Parquet Viewer (Read .parquet Files)

Drop a .parquet file and read it without a database, Python or Spark. The viewer parses the file's footer to show the schema — every column and its type — along with row count, row groups, the compression codec and the writer that produced it, then renders a preview table of the rows. Export what you see as CSV or JSON. It uses the pure-JavaScript hyparquet reader running entirely in your browser, so the file is read locally and never uploaded.

Drop a .parquet file here, or click to choose

Read locally in your browser — nothing is uploaded.

How to use the Parquet Viewer (Read .parquet Files)

Drag a .parquet file onto the box, or click it to pick one. The viewer first reads only the file's footer — the metadata block Parquet stores at the end — so it can show the schema and statistics quickly without decoding the whole file. You'll see the total row count, the number of columns and their types, how many row groups the file is split into, which compression codec was used, the file size, and the created_by string identifying the writer (pandas, PyArrow, Spark, DuckDB and so on).

It then decodes and displays the first 200 rows in a scrollable table — enough to understand the data's shape without loading a multi-gigabyte file into memory. Null values show as ∅, and nested values (lists and structs) are shown as compact JSON. Use Download preview CSV or Download preview JSON to export exactly the rows shown for use elsewhere. Reading happens client-side via the hyparquet library; Snappy, Gzip, Zstd and uncompressed columns are supported, while the rarer LZ4 and Brotli codecs are not, in which case the viewer reports the unsupported codec rather than showing wrong data.

Apache Parquet and why a viewer is handy

Apache Parquet is the de-facto columnar storage format for analytics. Instead of storing data row by row like CSV, it stores each column together, which makes it far smaller (similar values compress well) and far faster to query when you only need a few columns out of many. It is the native format of the modern data stack — pandas, PyArrow, Spark, DuckDB, Snowflake, BigQuery exports, Delta Lake and Iceberg all read and write it. The catch for everyday work is that Parquet is a binary format: you cannot just open a .parquet file in a text editor to see what's inside, the way you can with CSV or JSON. Answering a simple question — what columns are in this file, what types, how many rows — usually means firing up Python or a database.

A Parquet file is more structured than it looks. The actual data lives in one or more row groups, each holding a chunk of rows split into column chunks, and each column chunk is encoded and compressed independently. At the very end of the file sits the footer: a Thrift-encoded metadata structure describing the schema, the row groups, per-column statistics, and the codec used. Because the schema and counts live in that footer, a reader can describe a file — even a huge one — by fetching just the last few kilobytes, which is exactly what this tool does before deciding how much to decode.
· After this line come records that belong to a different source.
PR #748, opened 2021-11-08
feat(payment): INT-5000 DigitalRiver: populate onUnhandledError correctly

clopezh:
## What?
Populate onUnhandledError correctly to show up the error message we sent from the strategy when the payment method isn't available.

## Why?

This viewer exists so you can answer those quick questions in the browser, with no install and no upload. It reads the footer to present the schema and statistics, then decodes a bounded preview of rows so you can eyeball the actual values. It runs on hyparquet, a dependency-free JavaScript Parquet reader, which means the file never leaves your machine — useful when the data is sensitive or simply too awkward to move. For deeper work you'll still reach for DuckDB or pandas, but for "what's in this file?" a viewer is the fastest path, and a safe one.

Common use cases

  • Inspect an unfamiliar file. See the schema, column types and row count of a .parquet someone handed you, without writing any code.
  • Sanity-check an export. Confirm a pandas, Spark or DuckDB job wrote the columns, types and row count you expected.
  • Peek at sensitive data. Read the file locally in the browser when uploading it to a converter or notebook would be a privacy concern.
  • Grab a sample. Export the first rows as CSV or JSON to paste into a ticket, test fixture or spreadsheet.

Frequently asked questions

Is my file uploaded anywhere?

No. The file is read entirely in your browser by the hyparquet JavaScript library — it is parsed from a local File object via the File API, and no bytes are sent to any server. You can confirm this in your browser's Network tab; loading a file produces no requests. That makes it safe for confidential data.

How many rows does it show?

The metadata panel reports the true total row count from the file footer, and the preview table decodes and displays the first 200 rows. This keeps memory and time bounded so the viewer stays responsive even on large files, while still letting you see real values and the exact schema.

Which compression codecs are supported?

Snappy (by far the most common), Gzip, Zstd and uncompressed columns are read correctly. The rarer LZ4 and Brotli codecs are not supported by the underlying reader; if a file uses one, the viewer tells you the codec is unsupported rather than displaying incorrect data.

Can it read very large files?

It reads the footer using small ranged reads, so it can describe the schema and counts of a large file quickly. The row preview is capped at 200 rows, which bounds how much data is decoded. Whole-file operations on multi-gigabyte data are still better suited to DuckDB or pandas.

Does it handle nested columns?

Yes — lists and structs are read and shown as compact JSON inside their cell, and the schema table marks group (nested) nodes. Deeply nested data is easier to explore in a dedicated query engine, but the preview lets you see the structure at a glance.